Cryptic transmission of SARS-CoV-2 and the first COVID-19 wave in Europe and the United States

Abstract

Given the narrowness of the initial testing criteria, the SARS-CoV-2 virus spread through cryptic transmission in January and February, setting the stage for the epidemic wave experienced in March and April, 2020. We use a global metapopulation epidemic model to provide a mechanistic understanding of the global dynamic underlying the establishment of the COVID-19 pandemic in Europe and the United States (US). The model is calibrated on international case introductions at the early stage of the pandemic. We find that widespread community transmission of SARS-CoV-2 was likely in several areas of Europe and the US by January 2020, and estimate that by early March, only 1 - 3 in 100 SARS-CoV-2 infections were detected by surveillance systems. Modeling results indicate international travel as the key driver of the introduction of SARS-CoV-2 with possible importation and transmission events as early as December, 2019. We characterize the resulting heterogeneous spatio-temporal spread of SARS-CoV-2 and the burden of the first COVID-19 wave (February-July 2020). We estimate infection attack rates ranging from 0.78%-15.2% in the US and 0.19%-13.2% in Europe. The spatial modeling of SARS-CoV-2 introductions and spreading provides insights into the design of innovative, model-driven surveillance systems and preparedness plans that have a broader initial capacity and indication for testing.

Figure 1:. Early picture of the COVID-19 outbreak in Europe and the United States.

(A) Timelines of the daily reported and confirmed cases of COVID-19 in Europe and US including information on initial reported cases and other significant events related to the outbreak. (B) Model-based estimates for the daily number of new infections in Europe and US. The inset plot compares the weekly incidence of reported cases with the weekly incidence of infections estimated by the model for the week of March 8 – 14, 2020 for the continental US-states and European countries that reported at least 1 case.
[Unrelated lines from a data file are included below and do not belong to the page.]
Issue #25, opened 2016-11-01
Validator - Bounding Volume Spatial Coherence


lilleyse:
For #1 
@sumitshyamsukha 

Let's do this one now:

> tile.content.boundingVolume, when defined, is completely inside tile.boundingVolume (use Cesium's functions)

There are three bounding volume types: region, box, and sphere. They are defined here: https://github.com/AnalyticalGraphicsInc/3d-tiles/blob/master/schema/boundingVolume.schema.json

If a tile has a content bounding volume, check that it is inside it's bounding volume. To visualize what a bounding volume / content bounding volume looks like, go to [the 3D Tiles Sandcastle](http://localhost:8080/Apps/Sandcastle/index.html?src=3D%20Tiles.html&label=Showcases) when running the 3d-tiles branch in Cesium and check out the `BV On/Off` and `Contents BV On/Off` buttons.

We'll need support the following checks:
* [ ] Region inside region
* [ ] Box inside region
* [ ] Sphere inside region
* [ ] Sphere inside sphere
* [ ] Region inside sphere
* [ ] Box inside sphere
* [ ] Box inside box
* [ ] Region inside box
* [ ] Sphere inside box

I'll update with ideas for solving some of these, but to start region inside region should be pretty straightforward. Just need to check that the west/south/east/north/min/max are within the other's values.

pjcozzi:
> I'll update with ideas for solving some of these, but to start region inside region should be pretty straightforward. Just need to check that the west/south/east/north/min/max are within the other's values

Please add functions to Cesium as needed.

sumitshyamsukha:
@lilleyse Would you like me to add this functionality to the `validateTileset.js` file along with the geometricError validation, or should I create a new one for all of the bounding volume validation?

lilleyse:
Yes add it to the existing traversal in `validateTileset`.

lilleyse:
@rms13 let's finish the most important ones here, starting with `Box inside box`.

For this it may help to reference Cesium's `OrientedBoundingBox` class and look at how it's created from the `box` array here: https://github.com/AnalyticalGraphicsInc/cesium/blob/master/Source/Scene/Cesium3DTile.js#L828.

[...]

PR #105, opened 2017-07-10
Check for box type content bounding volume inside tile with box type bounding volume

rms13:
Issue #25 - Box inside box

@lilleyse, According to the [3D tiles readme](https://github.com/AnalyticalGraphicsInc/3d-tiles#tile-transform), tile.transform applies to both - the tile's bounding box, and its content's bounding box. So, to check if one is inside the other, the transform should not affect the result.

Circle size corresponds to the population size of each state and country. (C) The probability that a city in Europe and the US had generated at least 100 cumulative infections by February 21, 2020. Color and circle size are proportional to the probability.

Figure 2:. Timing of the onset of local transmission.

We plot the posterior distributions of the week when each US state (A) or European country (B) first reached 10 locally generated SARS-CoV-2 transmission events per day. Countries/states are ordered by the median date of their posterior distribution. The week of this date corresponds to the dates reported on the the vertical axis.

Figure 3:. Importation sources.

Each US state (A) and European country (B) is displayed in a clockwise order with respect to the start of the local outbreak (as seen in Fig. 2). Importation flows are directed and weighted. We normalize links considering the total in-flow for each state so that the sum of importations flows, for each state, is one. In the SM we report the complete list of countries contributing, as importation sources, in each group (i.e., geographical region).

Figure 4:. The burden of the first wave in Europe and the US

(A-D) Model projection results of the weekly deaths for selected countries in Europe. (E) Estimated infection attack rates and infection fatality rates by July 4, 2020 for European countries where there were at least 100 reported deaths. (F-I) Model projection results of the weekly deaths for selected states in the US. (J) Estimated infection attack rates and infection fatality rates by July 4, 2020 for 20 US states.

Figure 5:. Correlation Analysis for European countries and US states.

(A) The correlation between the ordering of each country/state to reach 100 infections in the model projections and to reach 100 reported cases in the surveillance data. Correlation is computed considering the Kendall rank correlation coefficient, τ. (B) The correlation between the ordering of each country/state considering the time needed to reach 100 reported cases in the surveillance data and the ranking of the combined international and domestic air traffic. (C) Left: the correlation between the number of cases reported by the date of lockdown for selected European countries (from Table 4 in (55)) and the projected total number of infections by July 4, 2020. Right: the correlation between the number of cases reported by March 16, 2020 for each US state and the projected total infections by July 4, 2020. (D) The correlation between the model-projected infection attack rate and the serological prevalence collected from studies. Data points refer to different dates and locations (table with values and dates reported in the SI). The correlations are calculated using the Pearson correlation coefficient r in (C-D).